We built this guide with the following software:

  1. Ubuntu 22.04 (the ubuntu:jammy docker image)
  2. Docker version 24.0.5
  3. The latest version of cfiddle
  4. The latest version of delegate_function
  5. Python 3.10
  6. The jupyter/scipy-notebook:python-3.10 image.

In principle, the version of Linux shouldn't matter much, but some of the scripts will probably need to be adjusted.

We are using some newish docker features. In particular, we need docker-compose.yml 3.8 (which requires at least Docker 19.03), and we use CAP_PERFMON which was broken in docker until recently. It works in the version listed above, but I'm not sure when it started working

The versions of python on all the images must match, since delegate_function runs everywhere. Changing to a different version is complicated. I chose 3.10 because it's what got installed under ubuntu:jammy. Then I selected the matching jupyter image to match.

Docker.com Account

You'll need an account on docker.com, and you'll need to be logged in before you run the script to build the cluster. You can do that with:

docker login -u $DOCKERHUB_USERNAME

Be sure to do this! Otherwise, the build script will fail part way through.

The Actual Implementation

The actual implementation for all of this is in build_cluster.sh. It's a heavily commented shell script that actually builds and tests the cluster. You will need to read the comments for the first steps to do the initial setup.

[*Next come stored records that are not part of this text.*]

PR #6614, opened 2020-03-25
PackageOutput: Dump path to local dir for source-repository-package

DanielG:
This allows external tools to find the directory the source repository got
cloned into.

Needed to fix DanielG/cabal-helper#99

---

### DIFF
--- a/cabal-install/Distribution/Client/ProjectPlanOutput.hs
+++ b/cabal-install/Distribution/Client/ProjectPlanOutput.hs
@@ -193,10 +193,13 @@ encodePlanAsJson distDirLayout elaboratedInstallPlan elaboratedSharedConfig =
             J.object [ "type" J..= J.String "repo-tar"
                      , "repo" J..= repoToJ repo
                      ]
-          RemoteSourceRepoPackage srcRepo _ ->
-            J.object [ "type" J..= J.String "source-repo"
-                     , "source-repo" J..= sourceRepoToJ srcRepo
-                     ]
+          RemoteSourceRepoPackage srcRepo local ->
+            J.object $
+              [ "type" J..= J.String "source-repo"
+              , "source-repo" J..= sourceRepoToJ srcRepo
+              ] ++
+              [ "path" J..= J.String path | path <- maybeToList local ]
+
 
       repoToJ :: Repo -> J.Value
       repoToJ repo =


cabal-install/Distribution/Client/ProjectPlanOutput.hs
```diff
@@ -193,10 +193,13 @@ encodePlanAsJson distDirLayout elaboratedInstallPlan elaboratedSharedConfig =
...
-          RemoteSourceRepoPackage srcRepo _ ->
-            J.object [ "type" J..= J.String "source-repo"
-                     , "source-repo" J..= sourceRepoToJ srcRepo
-                     ]
+          RemoteSourceRepoPackage srcRepo local ->
+            J.object $
+              [ "type" J..= J.String "source-repo"
+              , "source-repo" J..= sourceRepoToJ srcRepo
+              ] ++
+              [ "path" J..= J.String path | path <- maybeToList local ]
```
phadej: is this cloned or `sdist`d path?

phadej: I think the field should be `local-tarball`, and it should be also added for `RemoteTarballPackage`.

DanielG: It's the path to the locally cloned repository. It's got nothing to do with tarballs, here's an example:

```
  "pkg-src": {
    "type": "source-repo",
    "source-repo": {
      "type": "git",
      "location": "../../../../",
      "tag": "HEAD",
      "subdir": "tests/exelib"
    },
    "path": "/home/dxld/share/dev/hs/cabal-helper/tests/src-repo/dist-newstyle/src/.-6e043ec6becad825/tests/exelib"
  },
```

DanielG: For tarballs what I'd want is the directory they get unpacked into, which I'm not so sure is available at this stage. I can at least add the path to the tarball though if you like.

DanielG:
Ah, I didn't realize that I'll have to keep digging then.

phadej:
Oh wait. Maybe it's how we should do things (so `source-repository-package` are "non local"), but we don't yet.

DanielG:
Yeah, the bug I mentioned happens because I filter for `"style": "local"` but then get these source-repo packages. That's probably why.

You can build the cluster with:

./build_cluster.sh

Testing

Once build_cluster.sh runs successfully, you can test basic slurm functions with

. config.sh
./test_cluster.sh

Which will show you a live-updating view of the job queue. When it's empty (or you get board), Control-C to quit, and then exit to get out of the user node container.

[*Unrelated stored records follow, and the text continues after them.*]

PR #6618, opened 2020-03-27
4267 Add --exact flag to the list command

### LINKED ISSUE #4267: better for cabal list to default to exact match or have an --exact option
I would like to suggest changing the behaviour of `cabal list PKG` to list only the info for the exact match `PKG` by default and not all packages containing the substring `PKG`, and adding a `--all` option to get back the current behaviour.  Alternatively for better backward compatibility an `--exact` option could be added for this effect, leaving the current default behaviour of listing all matches.

Looking at https://github.com/haskell/cabal/blob/master/cabal-install/Distribution/Client/List.hs this seems possible though the code will need a little tweaking.

v0d1ch:
fixes #4267 

This PR adds `--exact` flag to the cabal list command which
enables exact match on the package name while searching.

The cabal list output looks like this for `mtl` package:
```
cabal list mtl

* AbortT-mtl
    Synopsis: mtl instances for the AbortT monad transformer
    Default available version: 1.0.0.1
    Installed versions: [ Not installed ]
    Homepage: http://github.com/gcross/AbortT-mtl
    License:  BSD3

* Hsmtlib
    Synopsis: Haskell library for easy interaction with SMT-LIB 2 compliant
              solvers.
    Default available version: 2.8.8.8
    Installed versions: [ Not installed ]
    Homepage: https://github.com/MfesGA/Hsmtlib
    License:  BSD3

* MonadCatchIO-mtl
    Synopsis: Monad-transformer version of the Control.Exception module
    Default available version: 0.3.1.0
    Installed versions: [ Not installed ]
    Homepage: http://darcsden.com/jcpetruzza/MonadCatchIO-mtl
    License:  BSD3
...

```
And when using the `--exact` flag we are matching the exact package name like this:
```
cabal list mtl --exact
* mtl
    Synopsis: Monad classes, using functional dependencies
    Default available version: 2.2.2
    Installed versions: 2.2.2
    Homepage: http://github.com/haskell/mtl
    License:  BSD3

```

### DIFF
--- a/cabal-install/Distribution/Client/List.hs
+++ b/cabal-install/Distribution/Client/List.hs
@@ -112,12 +112,12 @@ getPkgList verbosity packageDBs repoCtxt comp progdb listFlags pats = do
           [(PackageName, [Installed.InstalledPackageInfo], [UnresolvedSourcePackage])]
         pkgsInfoMatching =
           let matchingInstalled = matchingPackages
-                                  InstalledPackageIndex.searchByNameSubstring
+                                  ipiSearch
                                   installedPkgIndex
               matchingSource   = matchingPackages
                                  (\ idx n ->
                                    concatMap snd
-                                   (PackageIndex.searchByNameSubstring idx n))
+                                   (piSearch idx n))
                                  sourcePkgIndex
           in mergePackages matchingInstalled matchingSource
 
@@ -131,6 +131,11 @@ getPkgList verbosity packageDBs repoCtxt comp progdb listFlags pats = do
     return matches
   where
     onlyInstalled = fromFlag (listInstalled listFlags)
+    exactMatch = fromFlag (listExactMatch listFlags)
+    ipiSearch | exactMatch = InstalledPackageIndex.searchByNameExact
+              | otherwise  = InstalledPackageIndex.searchByNameSubstring
+    piSearch  | exactMatch = PackageIndex.searchByNameExact
+              | otherwise  = PackageIndex.searchByNameSubstring
     matchingPackages search index =
       [ pkg
       | pat <- pats
--- a/cabal-install/Distribution/Solver/Types/PackageIndex.hs
+++ b/cabal-install/Distribution/Solver/Types/PackageIndex.hs
@@ -39,6 +39,7 @@ module Distribution.Solver.Types.PackageIndex (
   searchByName,
   SearchResult(..),
   searchByNameSubstring,
+  searchByNameExact,
 
   -- ** Bulk queries
   allPackages,
@@ -312,9 +313,23 @@ data SearchResult a = None | Unambiguous a | Ambiguous [a]
 --
 searchByNameSubstring :: PackageIndex pkg
                       -> String -> [(PackageName, [pkg])]
-searchByNameSubstring (PackageIndex m) searchterm =
+searchByNameSubstring =
+  searchByNameInternal False
+
+searchByNameExact :: PackageIndex pkg
+                  -> String -> [(PackageName, [pkg])]
+searchByNameExact =
+  searchByNameInternal True
+
+searchByNameInternal :: Bool
+                     -> PackageIndex pkg
+                     -> String -> [(PackageName, [pkg])]
+searchByNameInternal exactMatch (PackageIndex m) searchterm =
     [ pkgs
     | pkgs@(pname, _) <- Map.toList m
-    , lsearchterm `isInfixOf` lowercase (unPackageName pname) ]
+    , if exactMatch
+        then searchterm == unPackageName pname
+        else lsearchterm `isInfixOf` lowercase (unPackageName pname)
+    ]
   where
     lsearchterm = lowercase searchterm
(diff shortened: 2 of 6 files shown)


cabal-testsuite/Test/Cabal/Monad.hs
```diff
@@ -412,7 +412,7 @@ mkNormalizerEnv = do
     -- Arguably we should use Cabal's APIs but I am too lazy
     -- to remember what it is
     list_out <- liftIO $ readProcess (programPath ghc_pkg_program)
-                      ["list", "--global", "--simple-output"] ""
+                      ["list", "--global", "--simple-output", "--exact"] ""
```
phadej: `ghc-pkg` doesn't have `--exact` argument.

Cabal/Distribution/Simple/Program/HcPkg.hs
```diff
@@ -473,7 +473,7 @@ listInvocation hpi _verbosity packagedb =
       progInvokeOutputEncoding = IOEncodingUTF8
     }
   where
-    args = ["list", "--simple-output", packageDbOpts hpi packagedb]
+    args = ["list", "--simple-output", "--exact", packageDbOpts hpi packagedb]
```
phadej: ditto, `ghc-pkg` doesn't have `--exact` flag

cabal-install/Distribution/Client/List.hs
```diff
@@ -106,11 +106,11 @@ getPkgList verbosity packageDBs repoCtxt comp progdb listFlags pats = do
                         (         PackageIndex.allPackages sourcePkgIndex)
 
             -- gather info for packages matching search term
-          | otherwise = pkgsInfoMatching
+          | otherwise = pkgsInfoMatching exactMatch
 
         pkgsInfoMatching ::
-          [(PackageName, [Installed.InstalledPackageInfo], [UnresolvedSourcePackage])]
-        pkgsInfoMatching =
+          Bool -> [(PackageName, [Installed.InstalledPackageInfo], [UnresolvedSourcePackage])]
```
phadej: You don't need to pass `Bool` here. `exactMatch` would be visible as the `where` is shared across all of `getPkgList`

cabal-install/Distribution/Client/List.hs
```diff
@@ -131,6 +134,13 @@ getPkgList verbosity packageDBs repoCtxt comp progdb listFlags pats = do
     return matches
   where
     onlyInstalled = fromFlag (listInstalled listFlags)
+    exactMatch = fromFlag (listExactMatch listFlags)
+    filterPackages :: [(PackageName, a, b)] -> [(PackageName, a, b)]
+    filterPackages =
+      filter
```
phadej: Don't filter, rather define

```haskell
ipiSearch | exactMatch = InstalledPackageIndex.searchByNameExact
          | otherwise  = InstalledPackageIndex.searchByNameSubstring
```

and similarly for PackageIndex variant.

Note: `PackageIndex.searchByName` uses case-insensitive matching. I think we want exact, therefore need to do special variant. (Should be easy).

v0d1ch:
Pinging Dr. @phadej  again

cabal-install/changelog
```diff
@@ -1,6 +1,9 @@
 -*-change-log-*-
 
 3.2.0.0 Herbert Valerio Riedel <hvr@gnu.org> April 2020
+3.2.0.0 Someone <mailto:somewhere@example.com> February 2020
```
phadej, line 4: Add fine to `changelog.d` directory, see the `issue-*` files for an examples

It's recent change, so we won't introduce conflicts to changelog files.

solver-benchmarks/HackageBenchmark.hs
```diff
@@ -164,7 +164,7 @@ hackageBenchmarkMain = do
           if null argPackages
           then do
             putStrLn $ "Obtaining the package list (using " ++ argCabal1 ++ ") ..."
-            list <- readProcess argCabal1 ["list", "--simple-output"] ""
+            list <- readProcess argCabal1 ["list", "--simple-output", "--exact"] ""
```
phadej, line 167: This doesn't seem to be related to the reported issue. Why this change? Does `exact` makes it somehow faster?

cabal-install/Distribution/Solver/Types/PackageIndex.hs
```diff
@@ -312,9 +313,23 @@ data SearchResult a = None | Unambiguous a | Ambiguous [a]
...
+
+searchByNameInternal :: Bool
+                     -> PackageIndex pkg
+                     -> String -> [(PackageName, [pkg])]
+searchByNameInternal exactMatch (PackageIndex m) searchterm =
     [ pkgs
     | pkgs@(pname, _) <- Map.toList m
-    , lsearchterm `isInfixOf` lowercase (unPackageName pname) ]
+    , if exactMatch
+        then searchterm `isInfixOf` unPackageName pname
```
phadej, line 331: why still `isInfixOf` ?

phadej:
Merged in #6681. Thanks!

To make sure cfiddle is working as root and as a normal user:

. config.sh
docker exec -it $userhost pytest -s test_cfiddle.py
docker exec -u jovyan  -w /home/jovyan -it $userhost pytest -s /slurm/test_cfiddle.py

Step 10: Access Jupyter

Jupyter should also now be running on the usernode container. You should be able to access it at:

http://$HEAD_ADDR:8888/lab?token=slurmify

Navigate to somewhere and run a cfiddle command...

Changing the Cluster

Once the cluster is running, you can rebuild the images and restart the cluster with

update_cluster.sh
. config.sh

You will need to re-source config.sh to reload some environment variables.

Alternative Configurations

The system we just built has some draw backs:

  1. The proxy container mechanism means that the Slurm cluster is not suitable for general use.
  2. All the CFiddle jobs run as the same user -- cfiddle.

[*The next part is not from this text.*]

PR #7, opened 2019-10-10
Ban smart pointers, ban #define

andrewbriand:


save-buffer:
You can still use #define lol. sometimes there's a legitimate need for a macro. You can change it to something like "prefer constexpr for constants".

These decisions are both driven by the desire for simplicity. In particular, proxy containers avoid the need maintain user accounts or directories across the worker nodes.

A more elegant installation, would keep user accounts synchronized across the head node and the workers, provide unified home directories across the machines, and then use the worker nodes themselves be members of the Slurm cluster.

Possibly useful

https://github.com/nateGeorge/slurm_gpu_ubuntu

Munge Key

Grab the munge uid and group we will use, and build the munge use and group

. config.sh
groupadd munge -g $MUNGE_GID
useradd munge -u $MUNGE_UID -g $MUNGE_GID

Install munge which will generate /etc/munge/munge.key as a side effect.

apt-get install -y munge 

Later, if you need to change, it

mungekey
chown munge:munge /etc/munge/munge.key

Notes

Where To Get Servers

For testing we use Equinix Metal. Their c3.small.x86 instances are reasonably cheap ($0.75/hour) and work well. They are not available in all zones, so you might have to hunt for them when provisioning machines.

AWS has bare metal servers but they are huge (e.g., 100s of cores) and very expensive.

For courses we use a cluster of 12 small Intel blade servers provided by our institution. We used to use Equinix for courses too, but it is a bit pricey.

How Many Servers Do You Need?

We have typically have ~215 students and at peak times (e.g., right before a homework is due), the 12 servers are saturated.

When we were using Equinix, we would manually scale up the cluster size when load spiked. The problem is that Equinix sometimes runs out of a particular instance type, which can be a problem because results need to match across machines. We just told students to work early and hoped instances were available.